Callahan echoed those concerns. Under normal circumstances, the CDK software allows the dealership to register a vehicle almost instantaneously, but now the process faces heavy delays.

“Our remote registration system is rendered useless without CDK to talk to it. We’ve had to send a runner with the registrations to the DMV to be competed in packs, costing several days where prior it took hours,” Callahan said in an interview with CNN.

If a vehicle isn’t registered within seven days of purchase, the state penalizes both the dealership and customers.

The Massachusetts Department of Transportation, which oversees the state’s RMV, has not responded to CNN’s request for comment.

Service and sales go analog

Salespeople and service employees who spoke with CNN say they’ve resorted to using pen and paper to process purchases, which has drawn out the amount of time it takes to buy a car, according to Scott Campbell, a salesman at Capital City Buick GMC in Berlin, Vermont. He estimates wait times have doubled or tripled.

Nicolas, who declined to provide his full name because he was unsure about his employer’s stance on speaking to the media, is a clerk in the parts department of a Porsche dealership in Los Angeles. He said he has been using “a mix of pen and paper, Excel sheets, and extra care for each invoice” since the shutdown.

Since many dealerships use CDK products to manage inventory, Nicolas said his department is now forced to manually record inventory parts, which slows their work down significantly. “We don’t have clear view of stock and have to do regular inventory on our most used parts,” he added.

But sometimes the analog workarounds are not enough.

Delays at dealerships

Several buyers and repair customers tell CNN they’ve experienced long delays.

Don Aycock told CNN he drove 90 miles round-trip from his home to a car dealership in Clay County, Florida, to buy a new Buick on Thursday, a day after the CDK shutdown. He told CNN he was able to buy the car but was unable to sign the title.

“We got a call from them today that we can come next Thursday to sign the paperwork for the title and get a permanent license plate,” he said, noting that it will be another lengthy round-trip drive.

In San Diego — where temperatures in recent days have been pushing 90 degrees — Robbie Jacob and his wife tried to make an appointment at a Kia service center to fix their car’s broken air conditioning unit. Jacob said the center told them it was unable to service the car, citing the CDK cyber incident, as there were no appointments available and all walk-ins were suspended until next week.

Other software providers take note

CDK Global isn’t the only management system used by dealerships, and the back-to-back cyber incidents affecting the company have put their competitors on high alert, as well.

Cox Automotive, which operates the Dealertrack and VinSolutions software systems to manage documents and customer service, told CNN that it temporarily stopped integrating its systems with CDK after the outage “as a precautionary measure to prioritize safety and security for our clients.”
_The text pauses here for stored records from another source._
PR #2654, opened 2021-07-08
DBCS vector table fix.

nanshiki:
# Description

Fixed a bug related to DBCS vector table.

Fix incorrect return value for int 21h ax=6300h, ax=6507h.

**Additional information**

It is a DBCS vector table, but correctly, the table size is placed at the beginning, and in Japanese, it is 0006h,819fh,0e0fch in words.
The int 21h ax=6300h will return the address pointing to 819fh, while the int 21h ax=6507h will return the address pointing to 0006h.
See below for more information.
http://www.ctyme.com/intr/rb-3142.htm#Table1746
http://www.ctyme.com/intr/rb-3163.htm#Table1756

### DIFF
--- a/include/dos_inc.h
+++ b/include/dos_inc.h
@@ -40,8 +40,8 @@ struct CommandTail{
 #pragma pack ()
 #endif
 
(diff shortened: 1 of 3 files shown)


Wengier:
Thanks a lot for your fix and your work on DOSVAXJ3! Features such as DOS/V and JEGA were ported and extended in DOSBox-X, and these features make the emulator a lot more useful. You are credited in the CREDIT page too. Thanks again!

PR #2657, opened 2021-07-09
IME support in videodriver=windib

nanshiki:
# Description

IME support in videodriver=windib

Fixed the problem that IME could not be used to input text with videodriver=windib. #2572
Other fixes include adjusting the character size during conversion, handling the key buffer when the IME final string is long, and fixing the buffer size problem when getting the IME string.


Wengier:
I can confirm that Japanese and Korean IMEs now work with videodriver=windib (in addition to videodriver=directx). Thanks for the fix.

“While actively supporting our customers to continue to run their business, we established a secure microsite that our customers are actively using now to access support and guidance, work-arounds and actions they can take while CDK systems are not available,” the company said.
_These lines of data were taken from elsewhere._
PR #2671, opened 2021-07-12
Corrected the method of judging whether DBCS characters have been dra…

nanshiki:
# Description

Fixes related to DBCS font acquisition on Linux

Corrected the method of judging whether DBCS characters have been drawn or not.
Fixed that some symbols in DBCS characters are not displayed correctly.

**Additional information**
setlocale() only needs to be called once at the beginning, so it has been moved to JFont_Init().

### DIFF
--- a/src/ints/int_dosv.cpp
+++ b/src/ints/int_dosv.cpp
@@ -58,6 +58,7 @@ static GC font_gc;
 static XFontSet font_set16;
 static XFontSet font_set14;
 static XFontSet font_set24;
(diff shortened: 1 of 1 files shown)


Wengier:
Thanks @nanshiki. The updated code is certainly an improvement over the previous code.

Wengier:
Thanks @nanshiki! I can confirm that both Simplified and Traditional Chinese DBCS characters work great (the latter with WenQuanYi font installed) with the updated code.

Issue #2554, opened 2021-05-27
[Japanese language] Menu translations


maron2000:
I'm trying to prepare a Japanese translation, however, Dosbox-x menu seems that it cannot handle Japanese characters.
I tried file-encoding both UTF-8 and Shift-JIS but it doesn't display properly. 
The screenshots below shows something, but not Japanese.
Are there any other settings that I have to change?
Thanks in advance.

Language file encoded in Shift-JIS
![translations2](https://user-images.githubusercontent.com/68574602/119784509-3d5c4480-bf09-11eb-97cb-ce5cf00d2af6.png)

Language file encoded in UTF-8 (PC-98 mode)
![translations](https://user-images.githubusercontent.com/68574602/119784011-c1fa9300-bf08-11eb-8122-d42af4f86349.png)

Wengier:
First of all, thanks for preparing a Japanese translation.

There are 3 types of menus in various DOSBox-X builds, namely Windows SDL1 menu, macOS NSMenu, and SDL-drawn menu. The first two types of menus should support Japanese characters just fine (with the latest code). The last one (used by Windows SDL2 and Linux builds) unfortunately not at this time. Also, please make sure to use the latest DOSBox-X 0.83.14 testing builds for the Japanese translations, not DOSBox-X 0.83.13 release version, as version 0.83.14 (to be officially released by the end of month) improves CJK support significantly, especially for TrueType font (TTF) output (set `output=ttf` and a Japanese TTF font e.g. `ttf.font=UnifontFullMediumMono.ttf`), and set `country=81,932` so that Japanese support should work for all machine types, not just PC-98 mode.

* Windows SDL1 build: [dosbox-x-update.zip](http://cndos.fam.cx/dosware/dosbox-x-update.zip)

Wengier:
@maron2000 Below is a screenshot showing latest DOSBox-X 0.83.14 Windows SDL1 build with Simplified Chinese translation:

![image](https://user-images.githubusercontent.com/8216923/119788295-056ce700-bea0-11eb-9cdb-265b976b77f3.png)

maron2000:
Tested the DOSBox-X 0.83.14 Windows SDL1 build, and confirmed the menu shown in Japanese.
It's a huge improvement than the present version!

There are some glitches when using half-width Kana, as shown in the first line of the screenshot below.
[...]

PR #2690, opened 2021-07-19
Update zh_TW.lng

1abcd:
corrections for zh_TW

#2554


Wengier:
@1abcd Thanks for the corrections! I could only make automatic Simplified => Traditional conversions plus some manual fixes myself, but this will make the zh_TW language file much better. I appreciate it.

Tekion, another software company used by dealerships, said it has “seen an increase in inquiries from dealers in light of the recent CDK incident.”
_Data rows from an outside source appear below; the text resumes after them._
Issue #2558, opened 2021-05-28
Cannot load a couple tsr's high


blindphoneman:
Hi:

Trying to load a couple tsr's high.  They are screen readers, and, under MS-DOS, they do load high with no problem.

I use the lh command with default options.

Do I need to install a memory manager for this to work?

Thanks!

Wengier:
I tried the built-in LH command and I don't think it works with UMB memory with the default setting. However, some DOS programs can auto-load into UMB memory by themselves and can indeed load into UMB in DOSBox-X. Two examples are CTMOUSE and COMMAND.COM from MS-DOS 7.x:

CTMOUSE.EXE: [ctmouse.zip](https://github.com/joncampbell123/dosbox-x/files/6561905/ctmouse.zip)

COMMAND.COM (MS-DOS 7.1): [commmand.zip](https://github.com/joncampbell123/dosbox-x/files/6561909/commmand.zip)
(Enter the command `VER 7.1` before running COMMAND.COM from MS-DOS 7.1).

![image](https://user-images.githubusercontent.com/8216923/120009923-87e1cd80-bfaa-11eb-873b-96af254736a4.png)

I guess the LH command may need some work.

PR #2705, opened 2021-07-22
Fix with how DOS_Execute allocates memory to comply with the memory a…

cimarronm:
…llocation strategy for UMB...now, it will allocate and execute in UMB if there is enough memory for the minimum allocation of the executable

# Description

Currently, `DOS_Execute` will search for the largest block of memory irregardless of the memory allocation strategy set and as a result will almost never execute anything in upper memory. The environment block will be allocated in UMB but none of the executable. This patch aligns with the behavior of `loadhigh` in DOS which will allocate in the upper memory if there is enough memory for the size of the executable.

Should address PR #2558 

Here is an example with snarf (dos screen capture TSR)
_Before Patch_
```
C:\>lh SNARF.EXE

Snarf 2.0 is now installed in memory

C:\>mem /c

Modules using memory below 1 MB:

  Name            Total          Conventional       Upper Memory
  --------  ----------------   ----------------   ----------------
  SYSTEM      28,720   (28K)     28,720   (28K)          0    (0K)
  COMMAND      3,216    (3K)      3,216    (3K)          0    (0K)
  SNARF        3,984    (4K)      3,984    (4K)          0    (0K)
  Free       700,224  (684K)    618,304  (604K)     81,920   (80K)

Memory Type         Total      Used       Free
----------------  --------   --------   --------
Conventional          640K        36K       604K
Upper                  80K         0K        80K
Reserved              304K       304K         0K
Extended (XMS)     15,360K       448K    14,912K
----------------  --------   --------   --------
Total memory       16,384K       788K    15,596K

Total under 1 MB      720K        36K       684K

Total Expanded (EMS)                   15M (15,269,888 bytes)
Free Expanded (EMS)                    15M (15,269,888 bytes)
...
```

_After Patch_
```
C:\>lh SNARF.EXE

Snarf 2.0 is now installed in memory

C:\>mem /c

Modules using memory below 1 MB:

  Name            Total          Conventional       Upper Memory
  --------  ----------------   ----------------   ----------------
  SYSTEM      28,720   (28K)     28,720   (28K)          0    (0K)
  COMMAND      3,216    (3K)      3,216    (3K)          0    (0K)
  SNARF        3,984    (4K)          0    (0K)      3,984    (4K)
  Free       700,224  (684K)    622,288  (608K)     77,936   (76K)

Memory Type         Total      Used       Free
----------------  --------   --------   --------
Conventional          640K        32K       608K
Upper                  80K         4K        76K
Reserved              304K       304K         0K
Extended (XMS)     15,360K       448K    14,912K
----------------  --------   --------   --------
Total memory       16,384K       788K    15,596K

Total under 1 MB      720K        36K       684K

Total Expanded (EMS)                   15M (15,269,888 bytes)
Free Expanded (EMS)                    15M (15,269,888 bytes)
...
```

### DIFF
--- a/include/dos_inc.h
+++ b/include/dos_inc.h
@@ -233,6 +233,7 @@ void DOS_Terminate(uint16_t pspseg,bool tsr,uint8_t exitcode);
 
 /* Memory Handling Routines */
 void DOS_SetupMemory(void);
+uint16_t DOS_GetMaximumFreeSize(uint16_t minBlocks);
 bool DOS_AllocateMemory(uint16_t * segment,uint16_t * blocks);
 bool DOS_ResizeMemory(uint16_t segment,uint16_t * blocks);
 bool DOS_FreeMemory(uint16_t segment);
@@ -670,6 +671,11 @@ public:
 	uint8_t GetType(void) { return (uint8_t)sGet(sMCB,type);}
 	uint16_t GetSize(void) { return (uint16_t)sGet(sMCB,size);}
 	uint16_t GetPSPSeg(void) { return (uint16_t)sGet(sMCB,psp_segment);}
+	enum class MCBType : uint8_t
+	{
+		ValidBlock = 'M',
+		LastBlock = 'Z'
+	};
 private:
 	#ifdef _MSC_VER
 	#pragma pack (1)
--- a/src/dos/dos_execute.cpp
+++ b/src/dos/dos_execute.cpp
@@ -366,6 +366,10 @@ bool DOS_Execute(const char* name, PhysPt block_pt, uint8_t flags) {
 		DOS_AllocateMemory(&pspseg,&maxfree);
 		if (iscom) {
 			minsize=0x1000;maxsize=0xffff;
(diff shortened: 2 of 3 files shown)


Wengier:
@cimarronm Thanks a lot for the patch! I can confirm that LH command can now load programs high with it. For Visual Studio builds though, "std::max" in line 164 of dos_memory.cpp needs to be changed to "max" in order to compile correctly.

Meanwhile, I think it is probably a good idea to add an option to load COMMAND high too, default to "auto" which means "true" if DOS version is at least 7, or "false" otherwise, similar to the "lfn" option for long filename support, because MS-DOS 7.x automatically loads COMMAND high by default, unlike earlier versions of DOS.

cimarronm:
@Wengier can you test the latest with Visual Studio? That's a good idea for COMMAND...I'll add that as well

Wengier:
@cimarronm Thanks for the fix. Yes, the updated code builds on Visual Studio.

Wengier:
@cimarronm Please feel free to add the said option for COMMAND in another PR. Thanks.

PR #2709, opened 2021-07-23
Update zh_TW.lng

1abcd:
change some local terms


Wengier:
Thanks for the update!

PR #2710, opened 2021-07-23
Fixed the display position of IME conversion candidates on Linux.

nanshiki:
# Description
Fixed the display position of IME conversion candidates on Linux.

Fixed the problem that the IME conversion candidate position was far down in Linux SDL2.


Wengier:
@nanshiki Thanks for making it work better. I could test IME on my Linux VM myself, so this will certainly help other people.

And other industry experts told CNN that switching from one system to another is not an action that dealerships can just take on a whim. Businesses are often locked into a multi-year contract with a software provider. Switching software also means training employees, making it a lengthy process.

Meanwhile, Asbury Automotive Group, one of America’s largest care retailers and service providers, warned investors Monday that the CDK outage has hurt its business, and it’s unclear when it will end. Rival Group1 Automotive said CDK believed the outage would be resolved in days, not weeks, but it was unclear how much financial damage the company faced as a result.